Though I may be looking this possibilty bit differently but still,Can't we make local environment hypotonic limited to or near to cancer site?

Btw, whether cancer cell can get cytolysis or sucide, if they get hypotonic environment?

I am having a hard time with your terminology. First let's agree that oxidative stress isn't chronic inflammation.

I can't say, if there can be persistent oxidative stress? If you say, it may be ok.

Next, to answer your question, Yes and no. Excessive oxidative stress can damage cells or make them more vulnerable to secondary injury. This is the current dual hit hypothesis that is running in free radical literature. If you knock out catalase (an antioxidant enyzme) from an animal, the animal will be able to function normally. if you put the animal (mouse) in a high oxygen environment, it will function normally. If you treat the animal with LPS (lipo-polysaccaride, a inflammation inducer), it will respond normally. If you do both of these things, the animal can't bounce back from it.

So that is the "yes" part of the question. The no comes in the form of the duration of the Oxidative stress. If the Oxidative stress is low and or very transiently high, cells respond by up-regulating their defense mechanisms, thereby protecting themselves to subsequent greater levels of ROS injury. This is the concept behind ischemic preconditioning and one of the reasons why cardiovascular exercise is good for you. Transiently increased blood flow causes oxidative stress in the endothelial cells This low level oxidative stress increases their protective mechanisms.

To understand it better, can you tell what can make normal cells to become so delicate that they can get mutations & increases their protective mechnisms? Whether carcinogens make cells delicate(by cell swelling, oxidative stress, inflammation--if it can also cause cell swelling or otherwise)?

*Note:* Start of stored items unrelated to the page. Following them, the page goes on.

Issue #224, opened 2026-05-08
Terraform provider: authproxy_rate_limit resource (native HCL)


rmorlok:
Part of #3. Depends on the admin-api CRUD PR.

Add a new `authproxy_rate_limit` resource to the Terraform provider at `terraform/provider/`. Unlike `authproxy_connector`, this resource exposes every field as native HCL (typed nested blocks), not as a JSON-blob string — so authors get autocomplete, validation, and field-level plan diffs without `jsonencode(...)`.

## Scope

- New resource type registered with the provider
- HCL schema with typed nested blocks for `selector` (`label_selector`, `methods`, `path_match`, `request_types`), `bucket` (`dimensions`), and `algorithm` (one of `fixed_window` / `sliding_window` / `token_bucket`)
- Plan-time validation that exactly one algorithm subtype is set
- Mutable in place via `PATCH`; namespace change forces replacement
- Client methods in `terraform/provider/internal/client` calling the admin-api CRUD endpoints
- Acceptance tests covering create / read / update / delete and switching algorithm subtype (replace)
- Generated docs in `terraform/provider/docs/resources/`
- Example under `terraform/provider/examples/resources/authproxy_rate_limit/`

## Out of scope

- Server-side resource model / API (already in earlier PRs)

## Acceptance criteria

- [ ] Resource registered, schema validated
- [ ] Acceptance tests pass
- [ ] Docs and example committed
- [ ] No `jsonencode(...)` blobs anywhere in the example

Issue #223, opened 2026-05-08
Rate limits: proxy-path enforcement


rmorlok:
Part of #3. Depends on the sync, evaluation, algorithms/store, and request-log attribution PRs.

Wire the cached rules, evaluation engine, and counter store into the proxy request path so rate limits actually take effect end-to-end.

## Scope

- Hook in the proxy round-tripper (or a thin pre-send middleware) that for each governed request:
  1. Resolves the request's type, verb, final upstream URL, label snapshot, and reserved bucket-dimension values
  2. Iterates currently-cached rules; calls evaluation engine to find matches
  3. For each match in `enforce` mode, calls into the algorithm/store to check + increment
  4. If any enforce-mode rule rejects, returns a synth 429 with `Retry-After` and an identifying body; writes a request-log entry with `ResponseSource = rate_limit`, `RateLimitId`, `RateLimitMode = enforce`, `RateLimitBucket`, and the full match set in `RateLimitMatched`
  5. If only observe-mode rules match (or in addition to passing enforce-mode rules), passes the request through but writes log entry with the observe attribution populated
- Coexistence with existing connector-level reactive 429 — both can fire on the same request
- Handles `proxy` and `probe` request types by default (other types governed only when explicitly opted in by a rule's `requestTypes`)

## Out of scope

- Schema, sync, evaluation, algorithms, log-record fields — all exist by the time this PR lands

## Acceptance criteria

- [ ] End-to-end integration tests covering: single rule rejection, multi-rule "all apply" most-restrictive, observe mode, bucket isolation, fail-open on Redis outage, coexistence with connector-level reactive 429
- [ ] Synth 429 body and Retry-After header are correct per algorithm
- [ ] Request-log entries on rejection and observe-only matches carry full attribution
- [ ] Probe traffic governed by default; OAuth2 token/refresh/revocation traffic governed only when explicitly listed in `requestTypes`

Issue #222, opened 2026-05-08
Request log: attribute 429s to upstream, connector limiter, or rate-limit resource


rmorlok:
Part of #3. Mostly independent of the rate-limit resource PRs except where it stamps fields they will populate.

Make every 429 in the request log unambiguous about its source. Adds new fields to `LogRecord`, migrates the SQL and Clickhouse providers, and updates the existing connector-level reactive 429 path to write a properly-attributed entry when it short-circuits a request — closing the current gap where those synthetic 429s look identical to real upstream ones.

## Scope

- `LogRecord` (`internal/request_log/log_record.go`) gains:
  - `ResponseSource` enum: `upstream` (default) | `connector_rate_limiter` | `rate_limit`
  - `RateLimitId` (apid.ID, populated when a `RateLimit` resource matched, including observe mode)
  - `RateLimitMode` (`enforce` | `observe`)
  - `RateLimitBucket` (resolved dimension → value map)
  - `RateLimitMatched` (full match set as `[]{id, mode, bucket}`)
- Migrations + columns in `provider_sql.go` and `provider_clickhouse.go`
- Update `internal/ratelimit/roundtripper.go`:
  - Real upstream 429 → entry with `ResponseSource = upstream`
  - Connection-in-cooldown short-circuit → entry with `ResponseSource = connector_rate_limiter`, `ResponseStatusCode = 429` (this is the bug fix)
- Request-log list endpoint accepts `response_source` and `rate_limit_id` filters
- The new `rate_limit` source value is reserved here but populated by the enforcement PR

## Out of scope

- Rate-limit resource code paths (separate PRs); this PR only adds the schema and updates the existing 429 path

## Acceptance criteria

- [ ] LogRecord schema additions + migrations for both providers
- [ ] Existing connector-level reactive limiter writes log entries with `ResponseSource = connector_rate_limiter` on short-circuit; tests assert this
- [ ] Real upstream 429s log with `ResponseSource = upstream`; tests assert this
- [ ] List endpoint filters work; tested
- [ ] No behavioral change to non-429 responses (default `upstream` keeps existing entries valid)

Issue #221, opened 2026-05-08
Rate limits: algorithms and Redis-backed counter store


rmorlok:
Part of #3. Depends on the schema/DB foundation PR.

Implement the three rate-limit algorithms backed by a shared Redis counter store, including fail-open behavior on Redis unavailability.

## Scope

- Counter store interface and Redis implementation, sharded by `(rate_limit_id, bucket_key)`
- Lua scripts for atomic check-and-increment per algorithm
- Algorithms:
  - `fixed_window` (`window`, `limit`)
  - `sliding_window` (`window`, `limit`, `mode: log | counter`)
  - `token_bucket` (`capacity`, `refill_rate`)
- `Retry-After` computation per algorithm (remaining-window for window algorithms, time-to-next-token for token bucket)
- Fail-open on Redis unavailability: allow the request, increment a metric, emit a structured warning

## Out of scope

- Selector matching / bucket resolution (separate PR)
- Enforcement integration (separate PR) — algorithms are unit-tested here in isolation

## Acceptance criteria

- [ ] Each algorithm has unit tests for window boundaries, refill behavior, and concurrent increments (via miniredis or equivalent)
- [ ] `sliding_window` covers both `log` and `counter` modes
- [ ] Retry-After values are correct under each algorithm
- [ ] Redis-unavailable path returns "allow + warn" without panicking; tested

PR #242, opened 2026-05-09
Rate limits — Step 3: per-process cache + refresher

### LINKED ISSUE #219: Rate limits: background sync to proxy-node cache
Part of #3. Depends on the schema/DB foundation PR.

Add a background sync task that pulls `RateLimit` definitions from the database into an in-memory cache on each proxy node, modeled on the encryption-key sync (`internal/encrypt/task_sync_keys_to_database.go`).

## Scope

- Redis sentinel (timestamp key) and mutex pattern matching the encryption-key sync
- In-memory rule cache exposed via an interface that the enforcement layer (later PR) will consume — thread-safe reads, atomic swap on refresh
- Configurable interval, defaulting to 5 minutes
- Initial sync at process start before the proxy begins serving

## Out of scope

- Selector/bucket evaluation engine and the algorithms (separate PRs) — this PR only owns getting fresh definitions into memory

## Acceptance criteria

- [ ] Task implementation + registration; sentinel + mutex behavior tested
- [ ] Cache returns the latest sync's rules; partial-failure modes don't blow away the cache (keep last-known-good)
- [ ] Interval is configurable; default 5 minutes
- [ ] Tests cover initial sync, periodic re-sync, and concurrency (multiple workers competing for the mutex)

rmorlok:
## Summary

Closes #219. Third of the eight sub-issues under #3 (rate limit support); builds on #217 (schema/DB) and lands alongside #218 (admin/api CRUD).

Adds the in-memory rate-limit rule cache + the background goroutine that keeps it fresh from the database. The proxy enforcement layer (#223) will consume the read-only \`Cache\` interface to look up matching rules at request time without round-tripping to the database.

## What's in

**`internal/ratelimit/cache.go`** — \`Cache\` (read-only) and \`MutableCache\` (Replace) interfaces, plus a concrete atomic-swap impl. Reads return a copied slice so callers can never mutate cache state. Snapshot version increments monotonically on each Replace.

**`internal/ratelimit/refresher.go`** — \`Refresher\` with \`Sync()\` (single pull) and \`Run()\` (periodic loop). Last-known-good preservation: a failed DB query leaves the previous snapshot in place. Configurable interval, default 5 minutes; minimum floor 5s to guard against pathological config. \`StartRefresher(ctx, ...)\` is the convenience wrapper used by the proxy bootstrap.

**`internal/service/dependency_manager.go`** — \`GetRateLimitCache()\` lazy singleton + \`StartRateLimitRefresher(ctx)\` lifecycle helper.

**`internal/service/api/server.go`** and **`admin_api/server.go`** — boot the refresher before the gin server starts serving, so the initial snapshot lands before any rate-limit evaluation can run.

## Architectural note (vs. issue text)

The ticket called for an asynq cron task plus Redis sentinel + mutex "matching the encryption-key sync". Those mechanisms make sense when the cache is shared (one writer, many readers); ours is per-process in-memory, so:

- An asynq task running on the worker can't populate per-process caches in api/admin-api.
- A Redis mutex would only serialise refreshes that per-process caches don't share.

Until proxy fleets grow large enough to stress the database from synchronised refreshes, a self-contained per-process goroutine is the simpler primitive that meets the rest of the spec (thread-safe reads, atomic swap, last-known-good, configurable interval, initial sync at process start). Cross-process invalidation on admin-API writes is **deferred** — current behaviour is "wait for the next tick" — and is best added later via Redis pub/sub when actually needed. Happy to revisit if you'd prefer the asynq+Redis design upfront.

## Test plan

- [x] \`go test -race ./internal/ratelimit/...\` — 15 sub-tests passing including concurrent-read/replace under the race detector
- [x] \`go test ./...\` — full repo green

## Out of scope (later sub-issues)

- Selector / bucket evaluation engine (#220)
- Algorithms + Redis counter store (#221)
- Request-log 429 attribution + connector-limiter fix (#222)
- Proxy-path enforcement (#223 — consumer of \`Cache\`)
- Terraform \`authproxy_rate_limit\` resource (#224)

### DIFF
--- a/internal/service/api/server.go
+++ b/internal/service/api/server.go
@@ -180,6 +180,11 @@ func Serve(cfg config.C) {
 		panic(err)
 	}
 
+	// Boot the rate-limit cache refresher before serving traffic so the
+	// initial snapshot lands before the proxy starts evaluating rules.
+	stopRateLimitRefresher := dm.StartRateLimitRefresher(context.Background())
+	defer stopRateLimitRefresher()
+
 	var wg sync.WaitGroup
 	wg.Add(1)
 	go func() {
--- a/internal/ratelimit/cache.go
+++ b/internal/ratelimit/cache.go
@@ -1,0 +1,91 @@
+package ratelimit
+
+import (
+	"sync"
+	"time"
+
+	"github.com/rmorlok/authproxy/internal/database"
+)
+
+// Cache is the read-side of the in-memory rate-limit rule cache. The
+// proxy-path enforcement layer (#223) consumes this interface to look up
+// matching rules at request time without round-tripping to the database.
+//
+// Reads are safe for concurrent use; values returned from All() are a
+// snapshot — callers must not mutate them, and a subsequent Replace() will
+// not affect the slice they hold.
+type Cache interface {
+	// All returns every rule in the current snapshot. The returned slice is
+	// owned by the caller and won't be mutated by concurrent Replace() calls.
+	All() []*database.RateLimit
+
+	// SnapshotTime is when the current snapshot was last installed via
+	// Replace(). Zero if no snapshot has been installed yet.
+	SnapshotTime() time.Time
+
+	// SnapshotVersion increments each time a snapshot is installed. Useful
+	// for callers that want to debounce repeated cache reads or detect
+	// staleness.
+	SnapshotVersion() uint64
+}
+
+// MutableCache extends Cache with the write entry-point used by the Refresher.
+// Kept separate from Cache so the enforcement layer's dependency surface stays
+// read-only.
+type MutableCache interface {
+	Cache
+
+	// Replace atomically swaps the snapshot. The supplied slice is taken as-is
+	// — callers must not mutate it after the call.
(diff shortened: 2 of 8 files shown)


internal/service/api/server.go
```diff
@@ -180,6 +180,11 @@ func Serve(cfg config.C) {
 		panic(err)
 	}
 
+	// Boot the rate-limit cache refresher before serving traffic so the
+	// initial snapshot lands before the proxy starts evaluating rules.
+	stopRateLimitRefresher := dm.StartRateLimitRefresher(context.Background())
```
rmorlok, line 185: Isn't this also going to be needed on the public service to deal with the fact that we serve connection initiate dropbowns from calls to the 3rd party, which ultimately requires proxy calls?

rmorlok: Yes — confirmed and fixed in commit 36a0ab6. The public service runs both `NewConnectionsProxyRoutes` (when `EnableProxy()` is true) and connection-initiate, which triggers setup-flow calls to 3rd parties for the dropdown population you mentioned. Boot the same refresher at process start there.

I can't answer this question as I am not certain either.




How do you propose to do this selectively to cancer cells and not healthy cells? Consider current chemotherapeutics. They offer some degree of selectivity as they are typically more toxic to proliferative cells than to non-proliferative cells. Even then, these drugs are extremely hard on the body. Now, if you presume to use a mechanism that will cause cell swelling to induce cell death, I do not see how this approach will be selective to cancer cells and not injure all cell types in the body.

Though I feel I know it bit differently but still, why can't we make local environment near to cencer site(if not spread) hypotonic? I can't say, if hypotonicity to cancer cells can be selective?

 

[Kumar]

What is your argument?
That a bad diet forces cells into an anerobic metabolism and that this anerobic stress causes cancer? This seems like a wag the dog scenario. It would be like saying more CO2 production causes cars to exist.

Abnormal Lactic acid generation can be very important in understanding this issue as acidic environment may be responsible to cell swelling--delicacy of cells, O2 concentration, gastric acidity etc.

 

[Mojo]

I am not counting accidental mutations by chance

Why not?

 

[joobz]

Abnormal Lactic acid generation can be very important in understanding this issue as acidic environment may be responsible to cell swelling--delicacy of cells, O2 concentration, gastric acidity etc.

yes, but I have not seen anything suggesting that lactic acid generation causes cancer. It is a feature of tumors due to their hypoxic nature, but I can't imagine it being a causitive agent. If it was, you'd expect weight lifters to have increased incidence of cancer.